### Stored items

------------------------------------------------------------

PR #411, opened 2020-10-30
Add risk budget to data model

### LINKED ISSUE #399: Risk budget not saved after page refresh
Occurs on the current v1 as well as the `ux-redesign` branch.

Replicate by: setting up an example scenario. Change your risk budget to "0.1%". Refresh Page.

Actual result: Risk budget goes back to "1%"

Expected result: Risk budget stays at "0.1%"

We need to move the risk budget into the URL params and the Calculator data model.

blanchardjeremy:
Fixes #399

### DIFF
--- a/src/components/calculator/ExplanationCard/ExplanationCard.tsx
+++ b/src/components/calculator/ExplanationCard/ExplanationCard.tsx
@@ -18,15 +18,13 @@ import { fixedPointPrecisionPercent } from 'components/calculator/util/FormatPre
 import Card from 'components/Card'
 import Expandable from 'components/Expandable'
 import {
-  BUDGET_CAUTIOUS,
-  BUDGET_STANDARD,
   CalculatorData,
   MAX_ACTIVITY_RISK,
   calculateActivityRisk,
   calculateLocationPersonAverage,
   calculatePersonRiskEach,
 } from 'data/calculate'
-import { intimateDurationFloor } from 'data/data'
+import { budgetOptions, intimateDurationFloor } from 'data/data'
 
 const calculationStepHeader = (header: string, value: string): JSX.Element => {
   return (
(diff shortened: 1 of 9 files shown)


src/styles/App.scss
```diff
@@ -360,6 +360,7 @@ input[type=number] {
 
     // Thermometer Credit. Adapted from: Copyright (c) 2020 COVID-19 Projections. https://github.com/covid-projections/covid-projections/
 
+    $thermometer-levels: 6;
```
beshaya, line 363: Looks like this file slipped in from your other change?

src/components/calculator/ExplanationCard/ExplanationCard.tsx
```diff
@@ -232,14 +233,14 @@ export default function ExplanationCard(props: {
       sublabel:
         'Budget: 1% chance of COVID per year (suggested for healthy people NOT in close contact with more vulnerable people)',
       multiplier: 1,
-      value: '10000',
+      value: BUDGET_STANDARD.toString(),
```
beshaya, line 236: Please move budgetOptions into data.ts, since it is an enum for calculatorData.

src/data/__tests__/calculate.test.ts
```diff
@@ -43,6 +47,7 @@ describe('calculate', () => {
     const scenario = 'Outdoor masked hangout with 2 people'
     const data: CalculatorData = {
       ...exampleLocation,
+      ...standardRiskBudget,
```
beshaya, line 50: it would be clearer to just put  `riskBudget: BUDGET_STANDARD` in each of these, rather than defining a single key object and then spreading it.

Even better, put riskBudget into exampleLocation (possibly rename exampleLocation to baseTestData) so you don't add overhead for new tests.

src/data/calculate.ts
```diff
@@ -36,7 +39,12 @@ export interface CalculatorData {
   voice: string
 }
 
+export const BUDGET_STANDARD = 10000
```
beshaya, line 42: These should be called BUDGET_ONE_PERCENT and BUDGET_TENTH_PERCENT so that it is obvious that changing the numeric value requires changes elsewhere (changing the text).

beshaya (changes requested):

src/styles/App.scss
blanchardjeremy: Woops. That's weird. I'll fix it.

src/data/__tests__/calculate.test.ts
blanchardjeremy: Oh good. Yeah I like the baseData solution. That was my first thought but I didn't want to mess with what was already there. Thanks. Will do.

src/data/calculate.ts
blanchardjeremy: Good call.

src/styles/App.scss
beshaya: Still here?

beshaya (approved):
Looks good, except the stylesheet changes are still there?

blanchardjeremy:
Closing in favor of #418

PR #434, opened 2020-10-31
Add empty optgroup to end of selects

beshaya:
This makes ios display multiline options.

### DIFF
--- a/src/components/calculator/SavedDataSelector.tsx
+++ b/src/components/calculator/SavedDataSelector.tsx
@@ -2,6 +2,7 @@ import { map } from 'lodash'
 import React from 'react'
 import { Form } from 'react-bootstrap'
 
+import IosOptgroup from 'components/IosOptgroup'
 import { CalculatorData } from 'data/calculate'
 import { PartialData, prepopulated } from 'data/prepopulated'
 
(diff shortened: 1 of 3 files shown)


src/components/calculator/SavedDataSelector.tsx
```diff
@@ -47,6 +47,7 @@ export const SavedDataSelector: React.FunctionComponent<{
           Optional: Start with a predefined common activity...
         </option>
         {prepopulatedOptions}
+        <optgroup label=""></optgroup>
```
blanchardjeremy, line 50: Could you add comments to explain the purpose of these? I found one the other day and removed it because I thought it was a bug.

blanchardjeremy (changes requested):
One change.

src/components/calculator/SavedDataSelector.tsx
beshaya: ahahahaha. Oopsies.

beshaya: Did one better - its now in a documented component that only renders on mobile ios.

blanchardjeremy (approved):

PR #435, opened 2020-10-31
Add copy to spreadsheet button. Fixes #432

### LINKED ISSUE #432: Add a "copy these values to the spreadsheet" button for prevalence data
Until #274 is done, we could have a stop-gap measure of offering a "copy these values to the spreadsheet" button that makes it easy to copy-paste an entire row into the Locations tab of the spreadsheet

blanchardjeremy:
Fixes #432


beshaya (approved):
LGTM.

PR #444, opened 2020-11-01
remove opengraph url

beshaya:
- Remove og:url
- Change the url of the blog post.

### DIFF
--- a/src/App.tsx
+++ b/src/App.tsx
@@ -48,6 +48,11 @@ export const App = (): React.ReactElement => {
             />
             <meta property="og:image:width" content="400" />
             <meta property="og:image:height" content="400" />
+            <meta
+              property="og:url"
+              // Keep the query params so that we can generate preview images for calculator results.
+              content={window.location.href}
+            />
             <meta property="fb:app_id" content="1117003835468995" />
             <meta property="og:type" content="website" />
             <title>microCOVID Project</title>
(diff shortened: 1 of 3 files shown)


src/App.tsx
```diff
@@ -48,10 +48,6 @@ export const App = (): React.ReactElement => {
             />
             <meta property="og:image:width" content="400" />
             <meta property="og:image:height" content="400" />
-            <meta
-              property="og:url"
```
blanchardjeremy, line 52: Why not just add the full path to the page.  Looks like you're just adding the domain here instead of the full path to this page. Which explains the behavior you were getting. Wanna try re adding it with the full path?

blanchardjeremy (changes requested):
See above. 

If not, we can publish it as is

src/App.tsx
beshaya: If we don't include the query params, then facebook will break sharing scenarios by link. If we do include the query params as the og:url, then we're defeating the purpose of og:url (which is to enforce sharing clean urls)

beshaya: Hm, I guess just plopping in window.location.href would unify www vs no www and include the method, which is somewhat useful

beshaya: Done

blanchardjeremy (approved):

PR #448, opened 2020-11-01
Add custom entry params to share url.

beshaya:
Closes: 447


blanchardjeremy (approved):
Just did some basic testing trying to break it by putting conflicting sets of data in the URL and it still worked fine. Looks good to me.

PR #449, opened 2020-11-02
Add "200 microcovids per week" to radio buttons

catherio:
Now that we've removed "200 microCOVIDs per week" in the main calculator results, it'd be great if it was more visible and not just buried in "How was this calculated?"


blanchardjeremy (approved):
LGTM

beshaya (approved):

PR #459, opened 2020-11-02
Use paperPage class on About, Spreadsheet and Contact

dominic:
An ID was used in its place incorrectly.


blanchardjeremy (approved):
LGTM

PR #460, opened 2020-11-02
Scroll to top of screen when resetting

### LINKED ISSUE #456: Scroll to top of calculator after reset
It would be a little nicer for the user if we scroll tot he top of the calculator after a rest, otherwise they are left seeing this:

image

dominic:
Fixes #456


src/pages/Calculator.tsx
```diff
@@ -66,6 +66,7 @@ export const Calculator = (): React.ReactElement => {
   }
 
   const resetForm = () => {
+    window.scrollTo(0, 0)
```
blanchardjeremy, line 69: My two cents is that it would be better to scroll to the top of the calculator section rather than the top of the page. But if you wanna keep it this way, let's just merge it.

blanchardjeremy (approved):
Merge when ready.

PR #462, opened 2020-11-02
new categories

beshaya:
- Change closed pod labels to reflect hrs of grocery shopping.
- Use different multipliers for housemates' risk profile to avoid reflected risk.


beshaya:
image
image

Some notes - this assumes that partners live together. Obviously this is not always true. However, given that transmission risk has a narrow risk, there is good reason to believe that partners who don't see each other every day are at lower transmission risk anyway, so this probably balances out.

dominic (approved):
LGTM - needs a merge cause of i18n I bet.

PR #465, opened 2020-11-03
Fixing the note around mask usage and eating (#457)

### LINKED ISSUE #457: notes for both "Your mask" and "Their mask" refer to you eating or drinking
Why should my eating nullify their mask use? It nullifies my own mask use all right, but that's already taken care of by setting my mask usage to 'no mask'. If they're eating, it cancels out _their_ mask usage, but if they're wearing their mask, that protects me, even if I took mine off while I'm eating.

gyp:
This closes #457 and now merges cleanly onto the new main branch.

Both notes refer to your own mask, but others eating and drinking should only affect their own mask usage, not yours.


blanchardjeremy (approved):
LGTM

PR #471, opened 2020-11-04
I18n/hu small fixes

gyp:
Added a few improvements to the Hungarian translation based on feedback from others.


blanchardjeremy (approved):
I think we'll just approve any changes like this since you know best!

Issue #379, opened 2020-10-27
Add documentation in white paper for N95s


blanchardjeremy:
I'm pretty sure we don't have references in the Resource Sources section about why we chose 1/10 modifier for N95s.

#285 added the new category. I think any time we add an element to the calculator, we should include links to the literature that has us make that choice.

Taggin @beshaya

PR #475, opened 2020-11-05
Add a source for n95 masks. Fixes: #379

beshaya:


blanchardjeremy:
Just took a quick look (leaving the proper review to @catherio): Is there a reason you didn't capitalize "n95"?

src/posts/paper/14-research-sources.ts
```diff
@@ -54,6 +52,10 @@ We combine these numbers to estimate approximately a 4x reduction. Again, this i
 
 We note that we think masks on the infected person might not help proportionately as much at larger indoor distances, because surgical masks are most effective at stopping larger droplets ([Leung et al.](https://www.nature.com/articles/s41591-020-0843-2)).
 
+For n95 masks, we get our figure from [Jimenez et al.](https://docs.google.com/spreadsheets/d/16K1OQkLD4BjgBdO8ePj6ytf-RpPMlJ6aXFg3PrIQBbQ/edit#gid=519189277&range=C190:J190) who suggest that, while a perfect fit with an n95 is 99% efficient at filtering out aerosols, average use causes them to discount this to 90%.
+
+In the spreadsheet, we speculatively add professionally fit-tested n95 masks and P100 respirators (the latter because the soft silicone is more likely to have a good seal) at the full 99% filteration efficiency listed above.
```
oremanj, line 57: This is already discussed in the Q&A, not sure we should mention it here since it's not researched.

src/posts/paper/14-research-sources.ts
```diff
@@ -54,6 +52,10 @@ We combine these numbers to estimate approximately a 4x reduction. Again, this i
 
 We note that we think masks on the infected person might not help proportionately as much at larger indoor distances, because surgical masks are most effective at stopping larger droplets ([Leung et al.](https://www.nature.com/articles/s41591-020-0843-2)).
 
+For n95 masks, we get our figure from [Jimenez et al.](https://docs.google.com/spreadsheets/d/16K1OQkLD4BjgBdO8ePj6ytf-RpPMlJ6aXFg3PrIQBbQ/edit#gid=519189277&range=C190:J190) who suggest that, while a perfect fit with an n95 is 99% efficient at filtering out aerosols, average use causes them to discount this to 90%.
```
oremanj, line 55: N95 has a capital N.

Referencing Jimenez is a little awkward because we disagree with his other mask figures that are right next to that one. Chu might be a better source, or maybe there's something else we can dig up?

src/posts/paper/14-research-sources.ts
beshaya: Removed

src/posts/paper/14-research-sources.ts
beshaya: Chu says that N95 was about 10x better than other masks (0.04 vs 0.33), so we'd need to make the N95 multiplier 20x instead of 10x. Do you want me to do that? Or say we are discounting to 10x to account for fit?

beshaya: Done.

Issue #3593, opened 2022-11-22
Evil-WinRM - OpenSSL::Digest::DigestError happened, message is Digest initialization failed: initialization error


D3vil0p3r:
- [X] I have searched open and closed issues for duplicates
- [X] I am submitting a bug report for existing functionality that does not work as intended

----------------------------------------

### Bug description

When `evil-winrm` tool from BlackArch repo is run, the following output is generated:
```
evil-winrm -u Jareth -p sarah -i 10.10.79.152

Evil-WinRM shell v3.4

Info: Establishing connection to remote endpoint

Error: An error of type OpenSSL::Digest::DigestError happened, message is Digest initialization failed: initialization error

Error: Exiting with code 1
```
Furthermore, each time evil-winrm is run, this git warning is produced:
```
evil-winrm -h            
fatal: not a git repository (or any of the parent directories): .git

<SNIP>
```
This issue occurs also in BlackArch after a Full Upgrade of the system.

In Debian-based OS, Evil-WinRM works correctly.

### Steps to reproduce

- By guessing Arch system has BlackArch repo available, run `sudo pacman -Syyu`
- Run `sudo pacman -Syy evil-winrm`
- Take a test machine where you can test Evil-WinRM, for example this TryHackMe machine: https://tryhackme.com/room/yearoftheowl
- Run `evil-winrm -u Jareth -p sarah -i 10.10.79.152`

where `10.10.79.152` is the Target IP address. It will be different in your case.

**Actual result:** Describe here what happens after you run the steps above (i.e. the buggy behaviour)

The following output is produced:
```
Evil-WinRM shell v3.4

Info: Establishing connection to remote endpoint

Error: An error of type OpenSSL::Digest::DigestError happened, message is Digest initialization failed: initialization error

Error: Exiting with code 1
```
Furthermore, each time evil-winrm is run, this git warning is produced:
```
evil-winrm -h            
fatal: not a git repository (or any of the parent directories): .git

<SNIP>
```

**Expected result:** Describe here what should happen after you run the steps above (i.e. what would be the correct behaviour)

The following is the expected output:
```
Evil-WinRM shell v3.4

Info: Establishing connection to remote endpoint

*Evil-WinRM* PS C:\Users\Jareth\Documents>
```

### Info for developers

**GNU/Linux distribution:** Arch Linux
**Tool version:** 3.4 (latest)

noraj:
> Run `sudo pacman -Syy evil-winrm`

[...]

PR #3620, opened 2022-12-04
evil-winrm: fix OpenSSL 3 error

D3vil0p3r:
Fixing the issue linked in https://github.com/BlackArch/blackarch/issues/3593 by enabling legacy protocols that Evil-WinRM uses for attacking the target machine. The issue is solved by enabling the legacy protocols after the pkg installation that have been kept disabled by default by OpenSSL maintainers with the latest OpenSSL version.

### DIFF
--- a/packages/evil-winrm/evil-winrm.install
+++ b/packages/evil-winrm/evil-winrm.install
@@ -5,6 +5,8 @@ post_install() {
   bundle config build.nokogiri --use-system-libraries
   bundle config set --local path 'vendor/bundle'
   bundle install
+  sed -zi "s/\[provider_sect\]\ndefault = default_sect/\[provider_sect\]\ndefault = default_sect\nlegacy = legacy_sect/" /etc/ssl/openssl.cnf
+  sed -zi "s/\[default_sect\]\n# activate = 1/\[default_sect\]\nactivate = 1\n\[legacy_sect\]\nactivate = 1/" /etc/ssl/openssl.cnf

------------------------------------------------------------

### Exercise
Return only the lines between the one holding "Use paperPage class" and the one holding "### LINKED ISSUE #456: Scroll", inclusive, exactly as they appear above.

### Expected answer
Use paperPage class on About, Spreadsheet and Contact

dominic:
An ID was used in its place incorrectly.


blanchardjeremy (approved):
LGTM

PR #460, opened 2020-11-02
Scroll to top of screen when resetting

### LINKED ISSUE #456: Scroll to top of calculator after reset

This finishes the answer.